What this task involves: Could you filter the records below and keep only the lines with the word "reloads"?
──────── Task material
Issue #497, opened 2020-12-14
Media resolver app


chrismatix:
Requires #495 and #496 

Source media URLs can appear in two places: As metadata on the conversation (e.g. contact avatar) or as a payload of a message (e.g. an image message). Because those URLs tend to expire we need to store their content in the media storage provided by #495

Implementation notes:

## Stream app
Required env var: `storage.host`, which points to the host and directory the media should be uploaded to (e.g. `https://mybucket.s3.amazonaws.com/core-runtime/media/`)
────────────────
──────── Task material
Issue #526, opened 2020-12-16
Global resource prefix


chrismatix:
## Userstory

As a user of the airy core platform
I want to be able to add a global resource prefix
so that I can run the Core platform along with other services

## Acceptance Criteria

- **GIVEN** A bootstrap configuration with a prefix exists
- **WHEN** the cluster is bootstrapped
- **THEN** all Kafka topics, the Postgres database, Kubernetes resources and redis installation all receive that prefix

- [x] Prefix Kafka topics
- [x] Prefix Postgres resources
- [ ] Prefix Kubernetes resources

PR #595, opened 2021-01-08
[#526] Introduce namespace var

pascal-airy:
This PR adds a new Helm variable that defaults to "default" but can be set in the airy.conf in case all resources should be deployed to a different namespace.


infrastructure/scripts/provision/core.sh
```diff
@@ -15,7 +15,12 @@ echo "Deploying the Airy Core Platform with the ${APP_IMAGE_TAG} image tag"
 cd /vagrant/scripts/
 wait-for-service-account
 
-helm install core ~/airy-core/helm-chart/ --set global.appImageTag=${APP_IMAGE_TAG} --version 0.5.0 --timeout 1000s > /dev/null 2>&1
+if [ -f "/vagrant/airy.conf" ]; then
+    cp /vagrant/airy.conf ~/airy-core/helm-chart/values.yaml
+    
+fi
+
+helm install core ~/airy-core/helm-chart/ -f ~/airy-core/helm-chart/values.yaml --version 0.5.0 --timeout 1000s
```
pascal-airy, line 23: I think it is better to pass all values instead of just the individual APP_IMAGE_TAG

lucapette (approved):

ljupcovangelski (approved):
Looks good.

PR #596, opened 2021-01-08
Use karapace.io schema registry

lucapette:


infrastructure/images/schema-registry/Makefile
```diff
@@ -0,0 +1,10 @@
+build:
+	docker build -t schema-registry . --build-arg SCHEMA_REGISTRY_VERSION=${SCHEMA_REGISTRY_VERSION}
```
────────────────
──────── Task material
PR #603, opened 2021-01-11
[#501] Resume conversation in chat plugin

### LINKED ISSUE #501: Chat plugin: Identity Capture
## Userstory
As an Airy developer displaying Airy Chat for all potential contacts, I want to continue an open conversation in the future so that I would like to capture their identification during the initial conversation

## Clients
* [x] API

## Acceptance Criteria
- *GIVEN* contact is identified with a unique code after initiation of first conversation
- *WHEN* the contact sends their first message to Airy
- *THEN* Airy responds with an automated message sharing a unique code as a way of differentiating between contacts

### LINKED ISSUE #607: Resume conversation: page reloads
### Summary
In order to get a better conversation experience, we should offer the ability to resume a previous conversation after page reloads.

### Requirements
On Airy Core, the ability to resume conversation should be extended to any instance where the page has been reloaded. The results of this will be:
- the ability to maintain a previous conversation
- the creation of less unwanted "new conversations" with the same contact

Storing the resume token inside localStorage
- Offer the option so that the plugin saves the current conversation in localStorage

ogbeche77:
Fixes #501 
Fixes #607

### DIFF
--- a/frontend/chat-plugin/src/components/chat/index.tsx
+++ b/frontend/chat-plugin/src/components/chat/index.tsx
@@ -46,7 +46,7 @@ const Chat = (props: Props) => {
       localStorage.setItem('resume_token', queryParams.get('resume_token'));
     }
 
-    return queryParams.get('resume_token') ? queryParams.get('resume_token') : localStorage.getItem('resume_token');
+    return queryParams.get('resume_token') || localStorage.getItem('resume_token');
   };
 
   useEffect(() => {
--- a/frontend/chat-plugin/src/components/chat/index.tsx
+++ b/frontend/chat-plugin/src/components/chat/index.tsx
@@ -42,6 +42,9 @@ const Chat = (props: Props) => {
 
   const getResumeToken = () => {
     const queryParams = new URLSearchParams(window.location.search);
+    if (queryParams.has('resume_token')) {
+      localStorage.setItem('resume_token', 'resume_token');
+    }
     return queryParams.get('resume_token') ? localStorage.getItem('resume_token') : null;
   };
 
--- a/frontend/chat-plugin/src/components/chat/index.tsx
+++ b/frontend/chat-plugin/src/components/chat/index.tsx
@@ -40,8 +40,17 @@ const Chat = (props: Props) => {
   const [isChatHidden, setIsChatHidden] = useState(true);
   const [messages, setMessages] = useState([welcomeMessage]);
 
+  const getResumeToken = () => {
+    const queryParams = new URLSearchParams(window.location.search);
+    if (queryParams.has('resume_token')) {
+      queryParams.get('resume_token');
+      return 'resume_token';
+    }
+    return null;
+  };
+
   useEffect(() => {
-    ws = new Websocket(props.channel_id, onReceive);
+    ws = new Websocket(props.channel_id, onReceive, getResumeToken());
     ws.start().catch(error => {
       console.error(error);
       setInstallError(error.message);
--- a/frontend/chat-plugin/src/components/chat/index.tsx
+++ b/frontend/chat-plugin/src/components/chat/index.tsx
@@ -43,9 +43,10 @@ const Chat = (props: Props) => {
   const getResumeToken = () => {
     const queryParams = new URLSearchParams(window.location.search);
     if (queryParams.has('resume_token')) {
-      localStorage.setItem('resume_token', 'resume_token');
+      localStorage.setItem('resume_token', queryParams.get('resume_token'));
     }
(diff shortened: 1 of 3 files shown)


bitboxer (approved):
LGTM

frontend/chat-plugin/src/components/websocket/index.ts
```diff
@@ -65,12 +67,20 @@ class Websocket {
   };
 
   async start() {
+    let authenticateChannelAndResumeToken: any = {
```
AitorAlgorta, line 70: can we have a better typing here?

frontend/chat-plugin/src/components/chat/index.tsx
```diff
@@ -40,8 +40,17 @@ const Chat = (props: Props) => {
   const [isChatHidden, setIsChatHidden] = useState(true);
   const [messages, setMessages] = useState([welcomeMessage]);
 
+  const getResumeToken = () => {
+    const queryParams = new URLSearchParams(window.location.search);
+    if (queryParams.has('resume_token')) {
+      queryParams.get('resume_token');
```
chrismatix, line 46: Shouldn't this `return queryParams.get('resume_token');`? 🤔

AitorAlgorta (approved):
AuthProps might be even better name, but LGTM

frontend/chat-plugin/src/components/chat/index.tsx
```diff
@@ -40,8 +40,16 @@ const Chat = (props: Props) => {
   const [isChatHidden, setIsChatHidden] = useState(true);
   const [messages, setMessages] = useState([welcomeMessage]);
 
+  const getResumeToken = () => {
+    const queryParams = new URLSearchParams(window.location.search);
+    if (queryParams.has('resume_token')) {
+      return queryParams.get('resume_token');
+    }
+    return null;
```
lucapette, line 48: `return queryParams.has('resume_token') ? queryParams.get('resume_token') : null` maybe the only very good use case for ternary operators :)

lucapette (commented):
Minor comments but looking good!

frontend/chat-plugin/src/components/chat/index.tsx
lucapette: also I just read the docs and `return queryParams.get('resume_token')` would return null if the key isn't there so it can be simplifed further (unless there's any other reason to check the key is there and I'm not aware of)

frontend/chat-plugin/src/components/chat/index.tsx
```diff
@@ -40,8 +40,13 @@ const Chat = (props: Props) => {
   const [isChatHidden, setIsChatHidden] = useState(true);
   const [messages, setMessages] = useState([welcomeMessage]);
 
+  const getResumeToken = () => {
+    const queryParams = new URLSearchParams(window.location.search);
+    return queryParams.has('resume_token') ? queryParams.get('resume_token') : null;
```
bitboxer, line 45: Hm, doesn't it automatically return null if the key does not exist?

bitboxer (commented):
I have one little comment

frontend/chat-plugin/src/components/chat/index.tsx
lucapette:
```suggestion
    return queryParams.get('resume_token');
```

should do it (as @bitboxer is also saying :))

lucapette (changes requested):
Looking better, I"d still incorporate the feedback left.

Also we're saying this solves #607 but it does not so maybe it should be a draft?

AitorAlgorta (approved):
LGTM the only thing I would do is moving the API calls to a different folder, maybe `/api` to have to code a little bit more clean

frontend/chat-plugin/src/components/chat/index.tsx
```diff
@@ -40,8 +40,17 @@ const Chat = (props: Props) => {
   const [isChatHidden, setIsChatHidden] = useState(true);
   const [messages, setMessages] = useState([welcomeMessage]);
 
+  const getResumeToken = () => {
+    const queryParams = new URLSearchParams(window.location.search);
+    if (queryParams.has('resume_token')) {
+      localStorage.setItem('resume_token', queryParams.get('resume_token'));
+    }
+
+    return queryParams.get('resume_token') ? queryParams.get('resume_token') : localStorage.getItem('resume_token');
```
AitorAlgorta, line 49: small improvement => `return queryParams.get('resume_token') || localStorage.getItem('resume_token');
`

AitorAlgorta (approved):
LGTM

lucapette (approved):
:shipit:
────────────────
The answer:
### LINKED ISSUE #607: Resume conversation: page reloads
In order to get a better conversation experience, we should offer the ability to resume a previous conversation after page reloads.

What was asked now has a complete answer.